When Github can’t throw dice
Suppose you are playing Dungeons & Dragons (or Bunkers & Badasses). Suppose you throw 20 20-sided dice. What are the chances of getting a least a single dice with a 1?
Well, the easier way to formulate that question is to ask the dual question: “what is the chance that we get no 1’s at all?” This is 19/20 on the first dice, 19/20 on the second dice and so on. Since each throw is independent, we can simply multiply those events together to get a result. This number is (19/20)²⁰. Now, since we want the opposite result, we use 1-(19/20)²⁰ which is about 64%.
- At 15 dice thrown it is 53%
- At 20 dice thrown it is 64%
- At 25 dice thrown it is about 72%
- At 40 dice thrown it is about 87%
That is, as the number of dice thrown goes up, the chance of getting at least a single dice as a “critical fail” of 1 goes up as well. But at the lower end of dice thrown, there is a fair chance we are not going to see a single 1 turning up.
Github recently abandoned their “Electronconf” conference because it “was not diverse enough.” You may agree on the merit of this decision or not, but I claim Github doesn’t know enough about dice statistics to make an informed guess. What Github did was that they ran a blind review process in which the reviewers doesn’t know the identity of the submitters of abstracts. This is a generally good move as it removes any bias people might have on the process: well-known speakers tend to get an advantage because people know their history of being great speakers, even though their material may be fairly weak. Also — it has been claimed — women tend to have a disadvantage due to their gender. A blind process removes that bias.
But a bias-free fair process will invariably create a situation in which the organizers will run into trouble. A fair process gives equal place on the podium to a neo-nazi as to a 12 year old girl who has written her first program.
Another way organizers run into trouble is now apparent: the D&D dice throwing game is against them. We have — roughly — 5% women in tech who does programming as their major job. I’m not counting finance spreadsheet witches here, who often are better programmers than many in tech. Nor am I counting UI, UX, and Design — important areas, but they are not likely to speak at a conference such as Electronconf. It is very close to a “critial fail” of a 1 in the example above. In short:
- Draw 25 speakers at random. Chances of getting at least one woman: 74%
- Draw 20 speakers at random. Chances of getting at least one woman: 64%
Here we make an assumption that women and men are equally skilled in tech among the candidates. This assumption favors the women a lot. So it is about 1/4 or 1/3 chance that you will have 0 women among the speakers in this case.
In short: you have to drop one out of four or three conferences depending on the speaker count. If you have multiple years with no female speakers, you may want to adjust something, but a single year of 0 isn’t a problem because of the relatively few women tech has.
The “fix” Github has proposed is to drop the blind application process. This decision isn’t without some risk. Namely that your process now is governed by a bias. This bias may lower the quality of your conference in the longer run as you want to include everyone. So you end up with some “filler token talks” from the higher end of the Fitzpatrick scale (Types IV/V/VI) laced with XX chromosomes, and as a result people don’t think they get enough for their money.

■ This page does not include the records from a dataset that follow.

PR #8065, opened 2019-08-09
Split std_specs in 32 bits ci

bcardiff:
Only for std_specs run against the compiled compiler which seems to be the one failing

This introduces a way to run a subset of the specs via an env var `SPEC_SPLIT`. Is not expected to be used as a public API but is a workaround to help a bit the CI.

Let's see how it works...

### DIFF
--- a/bin/ci
+++ b/bin/ci
@@ -77,8 +77,19 @@ build() {
 
   case $ARCH in
     i386)
-      with_build_env 'make crystal std_spec threads=1'
-      with_build_env 'CRYSTAL_SPEC_COMPILER_THREADS=1 make compiler_spec docs threads=1'
+      with_build_env 'make crystal threads=1'
+      with_build_env 'SPEC_SPLIT="0%4" make std_spec threads=1'
+      with_build_env 'SPEC_SPLIT="1%4" make std_spec threads=1'
+      with_build_env 'SPEC_SPLIT="2%4" make std_spec threads=1'
+      with_build_env 'SPEC_SPLIT="3%4" make std_spec threads=1'
+
+      parts=16
+      i=0
+      while [ $i -lt $parts ]; do
+        with_build_env "CRYSTAL_SPEC_COMPILER_THREADS=1 SPEC_SPLIT=\"$i%$parts\" make compiler_spec threads=1"
+        i=$((i + 1))
+      done
+
       with_build_env 'make docs threads=1'
       ;;
     *)
--- a/bin/ci
+++ b/bin/ci
@@ -74,7 +74,18 @@ prepare_system() {
 
 build() {
   with_build_env 'make std_spec clean threads=1'
-  with_build_env 'make crystal std_spec compiler_spec docs threads=1'
+
+  case $ARCH in
+    i386)
+      with_build_env 'make crystal std_spec threads=1'
+      with_build_env 'CRYSTAL_SPEC_COMPILER_THREADS=1 make compiler_spec docs threads=1'
+      with_build_env 'make docs threads=1'
+      ;;
+    *)
+      with_build_env 'make crystal std_spec compiler_spec docs threads=1'
+      ;;
+  esac
+
   with_build_env 'find samples -name "*.cr" | xargs -L 1 ./bin/crystal build --no-codegen'
 }
 
--- a/src/spec/dsl.cr
+++ b/src/spec/dsl.cr
@@ -109,6 +109,30 @@ module Spec
     lines << line
   end
 
+  @@split_filter : NamedTuple(remainder: Int32, quotient: Int32)? = nil
+
+  def self.add_split_filter(filter)
+    if filter
+      r, m = filter.split('%').map &.to_i
+      @@split_filter = {remainder: r, quotient: m}
+    else
+      @@split_filter = nil
+    end
+  end
+
+  @@spec_counter = -1
+
+  def self.split_filter_matches
+    split_filter = @@split_filter
+
+    if split_filter
+      @@spec_counter += 1
+      @@spec_counter % split_filter[:quotient] == split_filter[:remainder]
+    else
+      true
+    end
+  end
+
   # :nodoc:
   def self.matches?(description, file, line, end_line = line)
     spec_pattern = @@pattern
--- a/spec/compiler/codegen/private_spec.cr
+++ b/spec/compiler/codegen/private_spec.cr
@@ -2,7 +2,7 @@ require "../../spec_helper"
 
 describe "Codegen: private" do
   it "codegens private def in same file" do
-    compiler = Compiler.new
+    compiler = create_spec_compiler
     sources = [
       Compiler::Source.new("foo.cr", %(
                                         private def foo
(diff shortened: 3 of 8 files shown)


bin/ci
```diff
@@ -74,7 +74,21 @@ prepare_system() {
...
+  case $ARCH in
+    x86_64)
+      with_build_env 'make crystal std_spec compiler_spec docs threads=1'
+      ;;
+    i386)
+      with_build_env 'make crystal threads=1'
+      with_build_env 'SPEC_SPLIT="0%4" make std_spec threads=1'
+      with_build_env 'SPEC_SPLIT="1%4" make std_spec threads=1'
+      with_build_env 'SPEC_SPLIT="2%4" make std_spec threads=1'
+      with_build_env 'SPEC_SPLIT="0%4" make std_spec threads=1'
```
asterite: Shouldn't this be `3%4`?

src/spec/dsl.cr
```diff
@@ -109,11 +109,27 @@ module Spec
     lines << line
   end
 
+  @@split_filter : NamedTuple(reminder: Int32, quotient: Int32)? = nil
```
Sija:
```suggestion
  @@split_filter : NamedTuple(remainder: Int32, quotient: Int32)? = nil
```

bcardiff:
Still. failing, but I noticed, the ci uses `threads=1` but for the compilers run in the compiler_spec `n_threads` will still be `8`. Could that be something impacting this @asterite?

bin/ci
```diff
@@ -74,7 +74,21 @@ prepare_system() {
...
+    x86_64)
+      with_build_env 'make crystal std_spec compiler_spec docs threads=1'
+      ;;
+    i386)
+      with_build_env 'make crystal threads=1'
+      with_build_env 'SPEC_SPLIT="0%4" make std_spec threads=1'
+      with_build_env 'SPEC_SPLIT="1%4" make std_spec threads=1'
+      with_build_env 'SPEC_SPLIT="2%4" make std_spec threads=1'
+      with_build_env 'SPEC_SPLIT="3%4" make std_spec threads=1'
+      with_build_env 'make compiler_spec docs threads=1'
```
asterite: You should use `SPEC_SPLIT` here too. This is where it's failing.

straight-shoota:
How's this supposed to work? If I understand the issue correctly, the compiler runs out of memory while compiling the specs. Unless I'm missing some key concept here, changing the logic in `Spec.matches?` only changes which specs are executed (at runtime). But they're still compiled into the spec binary. In fact, this is now running the compiler four times.

We don't need to split spec execution but already spec compilation.

asterite:
@straight-shoota As far as I can tell from CI's output, it's failing when running the specs, not when compiling them.

src/spec/dsl.cr
```diff
@@ -109,11 +109,27 @@ module Spec
...
+  end
+
   # :nodoc:
   def self.matches?(description, file, line, end_line = line)
     spec_pattern = @@pattern
     spec_line = @@line
     locations = @@locations
+    split_filter = @@split_filter
+
+    if split_filter && line % split_filter[:quotient] != split_filter[:remainder]
```
asterite: The way I thought about `SPLIT_SPEC`, each time you do `it` a counter would get incremented, and it's this counter you would check against.

By using just the line number it might happen that more specs are in lines 1 modulo 4, for example.

But if it works then it's a good start :-)

asterite:
Maybe we can try running all specs (like this, splitted) with `-v` to see in which one it fails. Maybe there's a bunch of specs that allocate too much memory and they are the only problem... 🤔

src/spec/dsl.cr
bcardiff: Yup, that's another way to filter them. The distribution of the std_spec at least was good enough.

```
$ make std_spec
7744 examples, 0 failures, 0 errors, 8 pending

$ SPEC_SPLIT="0%4" make std_spec
1958 examples, 0 failures, 0 errors, 2 pending

$ SPEC_SPLIT="1%4" make std_spec
1856 examples, 0 failures, 0 errors, 2 pending

$ SPEC_SPLIT="2%4" make std_spec
1958 examples, 0 failures, 0 errors, 2 pending

$ SPEC_SPLIT="3%4" make std_spec
1972 examples, 0 failures, 0 errors, 2 pending
```

straight-shoota:
Hm, yeah it seems you're right. Compiling the specs is not the issue. But when it's at runtime, this might actually mean there are some memory leaks. So `-v` and perhaps a GC status report between examples would help identify the issues.

asterite:
@straight-shoota Oh, I know for sure there's a memory leak. When we compiler specs without the prelude the `malloc` that's used when you do `SomeClass.new` or `Pointer.malloc` is C malloc, and there's no matching `free` for that (there's no GC), so all specs that run without a prelude that create classes or allocate memory through `Pointer` will currently leak that memory. And we have a **a lot** of those tests.

Unfortunately I can't think of an easy way to fix that.

straight-shoota:
@asterite I see. There is the option to disable JIT compilation and run specs without prelude in a separate process as well. So it's a trade-off between speed and memory. I'm not sure how much a difference it makes, is it worth looking into that? But anyway, this is just relevant for specs and not a critical problem. So as long as we get the 32-bit specs to work by splitting them up, I guess this should be fine.

straight-shoota:
Another idea, just from the top of the head: Maybe we could somehow rig the `malloc` calls inside the JIT-executed spec code. So that we can keep track of the memory and free it after the spec has completed. Codegen can probably be changed for that, so it would be a little bit different code from normal execution, but that might be acceptable.

j8r:
The issue isn't just for 32bits, in general too much memory is used for tests. It would be better to fix the root cause instead. The memory in the CI isn't infinite, and the limit might be eventually reached in the future even for 64bit. It also impacts devs who are using machines with not much RAM.

asterite:
j8r PRs and ideas are welcome. This just affects us Crystal developers. I think this fix is fine and it let's us move forward.

bin/ci
```diff
@@ -74,7 +74,28 @@ prepare_system() {
...
+      with_build_env 'make crystal threads=1'
+      with_build_env 'SPEC_SPLIT="0%4" make std_spec threads=1'
+      with_build_env 'SPEC_SPLIT="1%4" make std_spec threads=1'
+      with_build_env 'SPEC_SPLIT="2%4" make std_spec threads=1'
+      with_build_env 'SPEC_SPLIT="3%4" make std_spec threads=1'
+
+      parts=16
+      for i in $(seq $parts)
+      do
+        with_build_env "CRYSTAL_SPEC_COMPILER_THREADS=1 SPEC_SPLIT=\"$((i-1))%$parts\" make compiler_spec threads=1"
```
j8r: That's strange, a while loop would be clearer (no need to use seq nor `i -1`)

bcardiff: my bash-fu is limited.

bcardiff:
I'm pushing temporarily @asterite's commit to check if that fix the ci. Other than that the PR is ready for review and squash

bin/ci
j8r: A classic counter:
```
i=0
while [ $i -lt $parts ]; do
  ...
  i=$((i + 1))
done
```

Anyway, wouldn't it be better to have this logic in the makefile, in order to make it more generic and use it outside the CI context?

bcardiff: seq replaced by while.

The whole goal of this is for the CI. I don't spec the index filter to become a public API.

My personal counter-proposal is that once we stop caring for soft subjects such as “gender” or “diversity”, we are far more likely to succeed in the long run. There is now a full cottage industry running on the subject of “diversity” and none are the wiser. If we stopped that game, we would immediately start gaining ground where it matters. And once we have the talks back in focus, we will easily find the rights speakers.
Perhaps we would even learn how to throw dice.
 It is a degenerate corner case in binomial probability where one side is at the extreme which makes this particular case so easy. More advanced binomial experiments require more elaborate formulæ.